If a line in the entries below contains "photoshop", copy it.

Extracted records
════

PR #233, opened 2024-11-28
feat: use transient storage for reentrancy guard

### LINKED ISSUE #230: fix: consider using newly introduced transient storage for reentrancy guard
solidity 0.8.24 has introduced `TSTORE` and `TLOAD` opcodes. This should be cheaper to use as a reentrancy guard compared to the normal SSTORE + SLOAD. 

See https://github.com/Vectorized/soledge/blob/main/src/utils/ReentrancyGuard.sol

xenide:


OliverNChalk (approved):
Looks good, like the simplification

PR #234, opened 2024-12-02
feat: fold `StableMintBurn` back into `StablePair`

xenide:
## Motivation

- thanks to the removal of some functionality, custom errors, and `via-ir`, we could achieve cutting the bytecode of StablePair down to under the limit


src/curve/constant-product/ConstantProductPair.sol
```diff
@@ -101,7 +105,7 @@ contract ConstantProductPair is ReservoirPair {
         uint256 lAmount1 = lBalance1 - lReserve1;
 
         _mintFee(lReserve0, lReserve1);
-        uint256 lTotalSupply = totalSupply(); // gas savings, must be defined here since totalSupply can update in _mintFee
+        uint256 lTotalSupply = totalSupply(); // gas savings, must be defined here since totalSupply can update in // _mintFee
```
OliverNChalk: remove the `//`

OliverNChalk (approved):
minor comment fix

src/curve/constant-product/ConstantProductPair.sol
xenide: fixed

PR #239, opened 2024-12-10
test: stable oracle math

xenide:
## Motivation

Wanted to: 

1. verify that the balancer's impl of calculating spot price is correct, since there was no derivation provided for the formula. Attempted to look at other derivations such as [this](https://x.com/0xa9a/status/1514192791689179137). But despite my efforts at algebraic manipulation but it's not evident that they are equivalent. 
2. ensure that the arithmetic operations in `calcSpotPrice` will never revert even in the most unlikely circumstances

## Solution

1. use a very small amount of x to simulate `dx` in the derivative sense. And with that we have shown that balancer's formula for calculating spot price is correct. 
2. introduced a few safeguards to ensure that the math will never cause an underflow


OliverNChalk (approved):
unable to review the math in depth but looks reasonable

PR #77, opened 2019-05-01
Add open graph markup tags to header

seanholahan:
added open graph markup tags to the header so that sharing HFLA link on social media has img, description etc..


abregorivas (changes requested):
Line 5 should not point to your github repo. It should point to ours.

thekaveman:
> Line 5 should not point to your github repo. It should point to ours.

Even better, we should just use the `absolute_url` filter and never hardcode the URL in the content.

Same with Line 9, the image URL should use a leading `/` and the `absolute_url` filter.

Also, there appears to be a lot of extra whitespace between the `property` and `content` attributes, please clean that up.

abregorivas:
This pull request needs to be re-based from the latest update of gh-pages. Sean, Let me know if you need help with the rebase.

thekaveman:
Closing as superseded by #93

PR #93, opened 2019-05-07
added meta tags for link sharing

seanholahan:
added meta tags for link sharing on social media sites


_includes/head.html
```diff
@@ -2,6 +2,11 @@
   <meta charset="utf-8" />
   <meta name="viewport" content="width=device-width, initial-scale=1, shrink-to-fit=no" />
   <meta http-equiv="X-UA-Compatible" content="ie=edge" />
+  <meta property="og:url" content="{{ page.url | absolute_url }}" />
+  <meta property="og:type" content="website" />
+  <meta property="og:title" content="You can change LA for the better!" />
```
thekaveman: Title should be `Hack for LA`

thekaveman (changes requested):

PR #96, opened 2019-05-08
Accessibility fixes 75

seanholahan:
fixes 3 accessibility issues brought up by "Wave" chrome extension
1. delete empty h3 inside of hacknights location
2 added aria-label to social media icons
3. No label for "send us a message" input


_includes/hack-nights.html
```diff
@@ -11,7 +11,6 @@ <h2>Hack Nights - Every Monday &amp; Tuesday</h2>
             <div class="location">
                 <div class="location-img" style="background-image: url({{ item.image | absolute_url }})"></div>
                 <div class="location-details">
-                    <h3 class="location-header"></h3>
                     <strong>{{ item.title }}</strong> {{ item.event-date }}
```
thekaveman, line 14: I'm actually thinking that the `<h3>` was supposed to wrap `{{ item.title}}` instead of the `<strong>` - can you do that instead?

thekaveman (changes requested):

_includes/hack-nights.html
abregorivas: Actually The original code looked as shown below. If you add the title into the h3 you loose the bold and the title will be a block item vs an inline tag. I think removing the h3 is the way to go.
<div class="location-details"><h3 class="location-header"></h3>
<strong>Westside</strong> Mondays at 6:00 pm<address>
</div>

thekaveman (approved):

Issue #75, opened 2019-04-30
Review and fix accessibility issues using chrome extension "WAVE" tool.


abregorivas:
Steps:
1. add WAVE chrome extension: https://chrome.google.com/webstore/detail/wave-evaluation-tool/jbbplnpkjmmeebjpijfedlgcdilocofh

2. visit gh-page live site https://hackforla.github.io/website/
3. click the extension and review the red flags.
4. Run the same steps for the development site (localhost). Ensure that the chrome extension has the "Allow access to file URLs" enabled.
5. Fix each issue and rerun test until no red flags appear.
6. Commit your changes and make a pull request.

abregorivas:
This feedback comes from Drew de Rosario and each section should be reviewed.
 
Best Practices
- Links to cross-origin destinations are unsafe
	https://developers.google.com/web/tools/lighthouse/audits/noopener
	- when using target=_blank we need to add rel="noopener" to the tag
		ensures that new page runs in a separate process
- Browser errors were logged to the console
	this will fix itself when we get images running

Performance
- Eliminate render blocking resources
	- main.css and babel.js are blocking
		both are located in head.html
		need to add async to tags
		https://developers.google.com/web/tools/lighthouse/audits/blocking-resources
- Minify JavaScript
	- consider minifying babel.js to reduce size
		https://developers.google.com/speed/docs/insights/MinifyResources

Accessibility
- Color Contrast
	<h4 class project-title>  not enough color contrast
 	<a> tags - white background and red foreground
	also buttons
- Form Elements
	do not have associated labels
	https://dequeuniversity.com/rules/axe/3.2/label
		e.g. type="text" on all forms. buttons are self labeling
- Links do not have discernible names
	correcting this will help screen readers
	https://dequeuniversity.com/rules/axe/3.2/link-name
		e.g. use aria-label="to describe what the link is"

thekaveman:
@abregorivas this seems like a duplicate/extension of #64 - can we consolidate notes/tracking of accessibility testing into either this issue or that one (and close the one that isn't needed).

abregorivas:
Closing issue and added Drew's feedback to issue #64

ExperimentsInHonesty:
This issue replaced issue #64 which has now been closed

ExperimentsInHonesty:
- light the way image description needs changing
  - It currently says "no parking sign" . 
  - It should say "Veteran returned from service to civilian life"
- work for la  image description needs changing
  - It currently says "building of city la department"
[...]

PR #108, opened 2019-05-15
#75 removes classname from input and fixes accessibility score on lighthouse

stu562:
Also adds  aria-label property

### DIFF
--- a/_includes/forms/contact-us.html
+++ b/_includes/forms/contact-us.html
@@ -4,13 +4,13 @@
   <p> Are you press and want to get in touch? Are you interested in becoming a sponsor? Want to just
   <a href="http://hackforla-slack.herokuapp.com/" rel="noopener" target="_blank">check us out on Slack</a>? Looking to volunteer? </p>
 <form action="thank-you" method="post" class="contact-form" name="Contact Form">
-  <label for="message" class="sr-only">
+  <label for="message">
       Send us a message
   </label>
   <textarea id="message" name="message" placeholder="Send us a message" required></textarea>
   <div class="form-controls">
     <div class="form-input">
-      <label for="contact-email" class="sr-only">
+      <label for="contact-email">
         Enter your email address
       </label>
       <input
@@ -18,6 +18,7 @@
         type="email"
         name="email"
         placeholder="Enter your email address"
+        aria-label="Enter your email address"
         required
       />
     </div>
--- a/_includes/forms/contact-us.html
+++ b/_includes/forms/contact-us.html
@@ -10,9 +10,6 @@
   <textarea id="message" name="message" placeholder="Send us a message" required></textarea>
   <div class="form-controls">
     <div class="form-input">
-      <label for="contact-email">
-        Enter your email address
-      </label>
       <input
         id="contact-email"
         type="email"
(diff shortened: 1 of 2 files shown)


_includes/forms/contact-us.html
```diff
@@ -4,20 +4,21 @@ <h3> Contact Us</h3>
   <p> Are you press and want to get in touch? Are you interested in becoming a sponsor? Want to just
   <a href="http://hackforla-slack.herokuapp.com/" rel="noopener" target="_blank">check us out on Slack</a>? Looking to volunteer? </p>
 <form action="thank-you" method="post" class="contact-form" name="Contact Form">
-  <label for="message" class="sr-only">
+  <label for="message">
```
abregorivas: We do not want to remove this class. The text should be hidden but readable for screen readers.

_includes/forms/contact-us.html
```diff
@@ -4,20 +4,21 @@ <h3> Contact Us</h3>
...
       Send us a message
   </label>
   <textarea id="message" name="message" placeholder="Send us a message" required></textarea>
   <div class="form-controls">
     <div class="form-input">
-      <label for="contact-email" class="sr-only">
+      <label for="contact-email">
```
abregorivas: Same as above keep class "sr-only"

_includes/forms/hero-signup.html
```diff
@@ -1,7 +1,12 @@
 <form class="hero-signup" name="Quick Signup Form">
   <div class="form-input">
-    <label for="hero-signup" class="sr-only"> Enter your email address</label>
-    <input id="hero-signup" type="email" name="email" placeholder="Enter your email address" required />
+    <label for="hero-signup">Enter your email address</label>
```
abregorivas: keep "sr-only" class

abregorivas (changes requested):
Please add back the "sr-only" classes as they are needed to keep the look of the site the same but still accessible.

stu562:
updated pull request, 
removed label from code. class="sr-only" purpose is to make it not visible. 
the arial label is a text label that is not visible to the screen. Passes audit score and verifying not visible on local enviornment

thekaveman:
hey @stu562, I think @abregorivas has it right - we should prefer `sr-only` hidden labels vs. `aria-label`. I've only done a small bit of reading, but it seems that ARIA properties aren't actually *required* to be supported in Screen Readers.

Here's an interesting look at this exact issue across a range of Screen Reader + Browser combinations: https://www.powermapper.com/tests/screen-readers/labelling/input-text-aria-label/

The conclusion is:

> A more reliable alternative is wrapping the INPUT with a LABEL element.

ExperimentsInHonesty:
I have reassigned the issue to @abregorivas, so that he can either test the code, or discuss in person on next hack night with @stu562 Steven.

abregorivas:
Please remove the label tags for the following 
- contact-us form remove(contact-email, message) label
- hero-signup form remove(hero-signup) label
Add the text that was in labels to an "aria-label" to its corresponding input field.

ajb176:
You must be a member of the HFLA website team in order to create pull requests. Please see our page on how to join us as a member at HFLA: https://www.hackforla.org/getting-started.  If you have been though onboarding, and feel this message was sent in error, please message us in the #hfla-site team Slack channel with the link to this PR.

PR #213, opened 2019-12-05
Projects List Page

StephenVNelson:
So I have fully functioning filtering and the basic design. 
1. There is one issue where the top margin of the footer is making a white space at the bottom of the page. I'm open to suggestions as far as how we handle that because changing the footer CSS would change everything on every page.  (see screenshot below) 
2. When @harishlingam and I talked last week I let him know that currently none of the projects have any information about what programming languages they're using on their projects. So I need that information before I can add the LANGUAGES filter on the prototype.
3. @harishlingam Also said he will get a UX/Design person to look at what I have thus far. I am attaching a screenshot of the whole page so you guys can reference it. (see below)
3. I know we just edited the Not Today project image, but it's still different from all the others because it's a square instead of a rectangle and that's a little annoying, yeah?
4. Do I just submit a pull request now? If you guys accept the pull request will it be added to the main branch of the project? Since we have a few more details that need to be done on the all projects page I'm not sure we want to do a pull request yet? Can we merge my changes into a different branch so that it won't be live quite yet? LMK
FireShot Capture 007 - Hack for LA - localhost


ashlingam:
I think the mockup looks pretty good. As discussed, it will be good to get a once over by a UI lead. We do need to collect languages data from all the projects. I will work on collecting this for you as soon as is possible in a format that will work.

PR #315, opened 2020-02-17
Add project card sort by status

joelparkerhenderson:


cnk:
I included the optimization of the sorting loop into #341 along with moving the project card into its own file.

PR #320, opened 2020-02-19
Sample data from GitHub api

cnk:
Committing a sample data file so Kian can code with actual data while we are fighting with GitHub Actions to generate it dynamically.


cnk:
This is irrelevant because #330 is going to build the real file nightly

PR #357, opened 2020-03-09
Styling updates to project home page

KianBadie:
Some styling updates to the project home page. I don't know why but it says there is a modification in the Record Clearance project file. I copied and pasted the code from the file on the main site into mine but it still says there is a difference.


t-will-gillis:
Dev Team Leads- Dev requests reactivation of their access to 'website-write'

Issue #252, opened 2020-01-07
Update Project Profile: helloGOV


ashlingam:
### Overview
Update the following fields for your project. These updated fields will then be updated to be shown on the website.

### Action Items
Provide in the comments below:
- [x] updated wording if necessary on the project card (see [hackforla.org](https://www.hackforla.org/))
- [x] information on which Tools your team is using for the project (Ex: figma, Balsamiq, photoshop, etc.) . This is different than programming languages
- [x] updates for "Looking For" Section
- [x] any updated links that are not currently displayed on the site (do you have a demo site?)
- [x] Hero image to be displayed on Project Home Page at 1500 x 700 px
- [x] any resources for a Getting Started link (either a link to a wiki or readme)

### Resources/Instructions
See the hero image on the [hackforla.org](https://www.hackforla.org/) homepage

kate-rose:
Update wording of anything currently on the project card (see hackforla.org)

HelloGOV is helping grassroots organizations connect supporters to their state assembly and state senate representatives for call campaigns to advocate on the legislation that matters most to their work. The HelloGOV webapp generates a campaign shortlink that can be used in texts, social posts, and more.

 Update "Tools" Section to display the tools being used for the project (Ex: figma, Balsamiq, photoshop, etc.)

Mongo, Angular, Node, JS

Update "Looking For" Section

Looking for folks to help with implementing end to end testing, user testing and outreach, and a UI redesign. All skill levels, all kinds of contribution welcome.

 Update any links that are not currently displayed on the site (do you have a demo site?) - none
 Banner Image to be displayed on project specific page 16:9 ratio (min width 1200px) - none

 Any resources for a Getting Started link (either a link to a wiki or readme) - https://github.com/helloGov/webapp

ExperimentsInHonesty:
@kate-rose We have to have a banner image, for the project homepages, it's not optional.  Let me know if you need the loan of a UI person to make one, if you don't have someone on your team with that skill set.

Note to website team, here is the url direct to the readme: https://github.com/helloGov/webapp/blob/master/README.md

ashlingam:
@kate-rose  Posted to HelloGOV Slack channel to request update: https://hackforla.slack.com/archives/CDA23KHKP/p1582484825000900

ExperimentsInHonesty:
Use this
![hellogov-hero](https://user-images.githubusercontent.com/37763229/75644569-96023c00-5bf7-11ea-8257-abd2cd20eced.jpg)

[...]

PR #362, opened 2020-03-12
Add leadership section to hellogov.md in projects dir

zempo:
Issue #252


ExperimentsInHonesty:
Hi Solomon, 

I am sending this back to you.   It contains the food oasis file change (see above).  Please fix and I will accept.  Also, you mention the number of the issue it relates to, but don't use the word Fixes so it won't close the issue automatically, like it should.  Don't worry, we will get there.

PR #427, opened 2020-04-12
BUGFIX cards call actual sites "Site" not "Launch Site"

cnk:


cnk:
Kian, should we also add Demo Site to the list of links that show up at the top of the page? If so you could just edit this pull request to add it.

KianBadie:
Fixes #435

════

- _WRITTEN RESPONSE_
- [x] information on which Tools your team is using for the project (Ex: figma, Balsamiq, photoshop, etc.) . This is different than programming languages
 Update "Tools" Section to display the tools being used for the project (Ex: figma, Balsamiq, photoshop, etc.)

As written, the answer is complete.